Os chinchorros estão entre os primeiros povos a mumificar artificialmente seus mortos com um complexo tratamento para desmembrar e reconstruir os corpos, um processo que os cientistas buscam compreender.

Quinze múmias, na sua maioria bebês e fetos, foram escaneadas na semana passada na clínica Las Condes, em Santiago. O exame mostrou "milhares de imagens de menos de um milímetro", diz à AFP Marcelo Gálvez, chefe de radiologia do centro que colabora com a investigação.

"Será feita a dissecação destes corpos de forma virtual, sem tocá-los, de modo que nos asseguramos de conservá-los por mais 500.000 anos", acrescenta.

A fase de reconstrução está sendo feita em vários computadores, onde se unem peças, se acrescentam músculos, se inserem narizes e queixos e se consegue, aos poucos, "ver como eram fisicamente, reconstruí-los e ter hoje ao vivo alguém que morreu há milhares de anos", comenta, eufórico, o radiologista.

Trabalho familiar

Com um conhecimento profundo da anatomia humana, os chinchorros elaboraram um complexo sistema que consistia em retirar a pele e os músculos, até deixar só o esqueleto, que reforçavam com madeira e fibra vegetal. Depois, aplicavam uma camada de argila para dar forma ao corpo, o cobriam com a pele, e colocavam olhos e a boca.

A cabeça era adornada com uma máscara, perucas de cabelo natural puro ou misturado com fibras de animais, explica Verónica Silva, curadora da área de antropologia do Museu Nacional de História Natural de Santiago.

"A própria família construía a múmia", diz a antropóloga, lembrando que a mumificação começou principalmente com fetos e recém-nascidos.

Embora se respeitasse uma série de regras gerais, cada múmia exibe características únicas, "com inovações tecnológicas e artísticas" que permitem situá-las em três períodos diferentes: o das múmias negras, o das vermelhas e o das enfaixadas.
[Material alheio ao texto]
PR #29, opened 2019-05-14
Link to readthedocs for install instructions

mcarlton00:
Just changing the install instructions to point to the readthedocs client page instead of maintaining 2 copies of the same instructions

### DIFF
--- a/README.md
+++ b/README.md
@@ -39,11 +39,8 @@ The add-on supports a hybrid approach. You can decide which Jellyfin libraries t
 - and more...
 
 ### Install Jellyfin for Kodi
-1. Install Jellyfin for Kodi from zip.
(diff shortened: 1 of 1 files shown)


EraYaN:
Wouldn't the git specific stuff be out of scope since it's the same for every git repo? We should probably link to some git doc page for that.

mcarlton00:
I'm inclined to think that anybody who's going far enough to pull a specific branch or PR is going to have a good idea of how to do that already, or at the very least be able figure it out easily.  I'm not strongly opposed to the idea, but it does seem a bit unnecessary.

As for the initial question of installing from git, we could leave a simplified set of instructions in place and point out that the "recommended" way of installing is via the repo with a link to readthedocs.

PR #38, opened 2019-07-08
Greatly increase the amount of logging information.

oddstr13:
The main change so far is to include file paths and line numbers on log output.

Log all calls to `__getitem__` and `__shortcuts__` (`DEBUG`, noisy)

Some flake8 errors corrected.

Currently prints some stacktraces that probably shouldn't be printed, but my opinion on that is to keep it like that until exception handling can be improved (and made much more specific) in those areas.
```log
00:16:39.614 T:140707650131712  NOTICE: JELLYFIN.database.jellyfin_db -> ERROR::resources/lib/database/jellyfin_db.py:161 'NoneType' object has no attribute '__getitem__'
                                              File "resources/lib/database/jellyfin_db.py", line 159, in get_version
                                                version = self.cursor.fetchone()[0]
                                            TypeError: 'NoneType' object has no attribute '__getitem__'
```

Also added editorconfig.

### DIFF
--- a/resources/lib/jellyfin/core/api.py
+++ b/resources/lib/jellyfin/core/api.py
@@ -334,6 +334,3 @@ class API(object):
         return self._delete("Videos/ActiveEncodings", params={
             'DeviceId': device_id
         })
-
-    def delete_item(self, item_id):
-        return self.items("/%s" % item_id, "DELETE")
--- a/resources/lib/jellyfin/core/configuration.py
+++ b/resources/lib/jellyfin/core/configuration.py
@@ -16,6 +16,7 @@ LOG = logging.getLogger('JELLYFIN.'+__name__)
 
 #################################################################################################
 
+
 class Config(object):
 
     def __init__(self):
@@ -25,6 +26,7 @@ class Config(object):
         self.http()
 
     def __shortcuts__(self, key):
+        LOG.debug("__shortcuts__(%r)", key)
 
         if key == "auth":
             return self.auth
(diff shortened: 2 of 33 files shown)


resources/lib/player.py
```diff
@@ -1,447 +1,447 @@
-# -*- coding: utf-8 -*-
```
oddstr13: It seems this file had Windows file endings. Long live editorconfig?

resources/lib/jellyfin/core/api.py
```diff
@@ -334,6 +334,3 @@ def close_transcode(self, device_id):
         return self._delete("Videos/ActiveEncodings", params={
             'DeviceId': device_id
         })
-
-    def delete_item(self, item_id):
-        return self.items("/%s" % item_id, "DELETE")
```
oddstr13: flake8 was kind enough to informing me that this was a duplicate definition.
You should be able to find the exact same code further up.

resources/lib/jellyfin/core/configuration.py
```diff
@@ -38,14 +40,16 @@ def __shortcuts__(self, key):
...
         return self.data.get(key, self.__shortcuts__(key))
 
     def __setitem__(self, key, value):
         self.data[key] = value
 
     def app(self, name, version, device_name, device_id, capabilities=None, device_pixel_ratio=None):
-        
         LOG.info("Begin app constructor.")
+        # import traceback
+        # LOG.debug(''.join(['\n'] + traceback.format_stack()))
```
cvium: Remove or uncomment

oddstr13: Right, that's from attempting to trace down what's happening with the `config['app.name']` being `None` exception.
I didn't want to lose it, so I commented it out in stead of removing. Fixed now.

PR #40, opened 2019-07-11
Bump version for 0.2.0

oddstr13:


addon.xml
```diff
@@ -27,14 +27,16 @@
   <extension point="xbmc.addon.metadata">
     <platform>all</platform>
     <language>en</language>
-    <license>GNU GENERAL PUBLIC LICENSE. Version 2, June 1991</license>
+    <license>GNU GENERAL PUBLIC LICENSE. Version 3, 29 June 2007</license>
```
joshuaboniface: This can't be done unless its explicitly "or later".

oddstr13: Just for keeping the information in one place; I simply updated this value to the current license from the repo. The license file change was done upstream back in january.

PR #48, opened 2019-07-22
Add Simplified Chinese translation

biaji:


biaji:
> I don't read chinese, so it is a little hard for me to review the translations here.
> 
> I do however see that some strings are missing. Does anyone know how fallback is handled, if at all?
> 
> I also see that the word "artwork" is copied literally.
> Artwork means a work of art, in this context DVD box art, movie poster or similar - a image / picture / photo.
> Surely there is a better translation for that than using the english word?

Yes, there do have some fuzzy strings I don't know how to deal with. 
The word 'artwork'. We don't have a single word to cover the meaning of it. I can translate it as "艺术品", but it's wired for chinese to express it in this way.   So I think keep it as english maybe the best way.

joshuaboniface:
Weblate for this repo is up now.

PR #54, opened 2019-08-18
Make sure __base__ is the first place we look for packages.

oddstr13:
`resources/lib/entrypoint/service.py` is importing `setup`, which just so happens to be a system package on this computer, which exits on import.

This was leading to a hard to track down (debug prints all the way from entry point) bug with no error message - it just didn't work.

These changes make sure the local addon files are searched first for modules to import, instead of last.


oddstr13:
Ugh, my local master is tracking origin not upstream, I'll try to get the rebase done tomorrow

As mais elaboradas são as mais recentes, destaca a antropóloga, que indica que, de todos os modos, "estamos falando efetivamente dos corpos com mumificação artificial mais antigos do mundo", conclui.

"As múmias chinchorro datam de 7.400 anos antes do presente, isso quer dizer que este sistema de taxidermia dos corpos das múmias chinchorro era realizado 2.000 anos antes da primeira mumificação no Egito", aponta Silva.

Herança genética

Ao escanear a menor das múmias, os pesquisadores se surpreenderam ao descobrir que esta não tinha estrutura óssea.
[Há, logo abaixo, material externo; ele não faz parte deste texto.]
PR #191, opened 2020-02-14
Translates German to be less formal

NeroBurner:
Most of the German translations use the informal "du" instead of the formal "Sie".
This patch unifies the usage by removing the few formal occurences


resources/language/resource.language.de_de/strings.po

"O material (...), portanto, é só uma figura que poderia ser uma representação de um indivíduo que não pôde ser mumificado", afirma Silva.

Os antropólogos encontram limitações ao estudar esta cultura, que não deixou outros vestígios além de seus mortos.
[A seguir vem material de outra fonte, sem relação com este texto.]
PR #193, opened 2020-02-16
Replaced debug output of json.dumps with an indirection to lazy __str__.

druscoe:
json.dumps is a processing intensive operation. This is being called
every time data is received from the server (most noticeably during
library updates) for debug logging. If the user has debug logging
disabled (the default option) then the user is still paying for
processing which is discarded.

The fix is to add a level of indirection where the dumps function is
only called if a string representation of the json is requested; ie.
when the debug string is evaluated.


mcarlton00:
I'm not seeing any noticeable speed difference during syncs.  Can you explain how these changes are supposed to work?

druscoe:
> I'm not seeing any noticeable speed difference during syncs.

I use kodi on lower powered ARM boxes. Every cycle wasted there is very noticeable.
To emulate on my dev machine I hacked the server fetch limit up to a few thousand.
On my ARM box I am witnessing ~3x increase in performance when importing a library.

> Can you explain how these changes are supposed to work?

It simply avoids calling json.dumps(..., indent=4) unless debug output is enabled. It does this by deferring that call until the string representation of the JsonDebugOutput is requested. The string representation is not requested if logging.level >= INFO and so the call is avoided.

https://pythonprogramming.net/__str__-__repr__-intermediate-python-tutorial/
__str__ is called whenever the interpreter gets:
str(obj)
x = "my string: %s" % obj
print(obj)

The original method:
log.debug(json.dumps(data, indent=4))
will always convert the python data structure into a string. Why waste this processing?

druscoe:
As an example of the ineffenciency of json pretty printing:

Não foram encontrados enxovais funerários, e isso, junto com a posição das cerca de 180 múmias encontradas, principalmente em locais que são uma espécie de cemitério perto da praia Chinchorro, leva a pensar que essa cultura não tinha crenças relacionadas com a vida após a morte.

Colocar um rosto na cultura chinchorro é parte de uma pesquisa que busca também descodificar seu DNA e identificar quais rastros genéticos estão presentes nos chilenos de hoje.

O objetivo é "entender melhor seu modo de vida: desde sua dieta até saber se seus genes continuam presentes em nós chilenos", afirma Silva.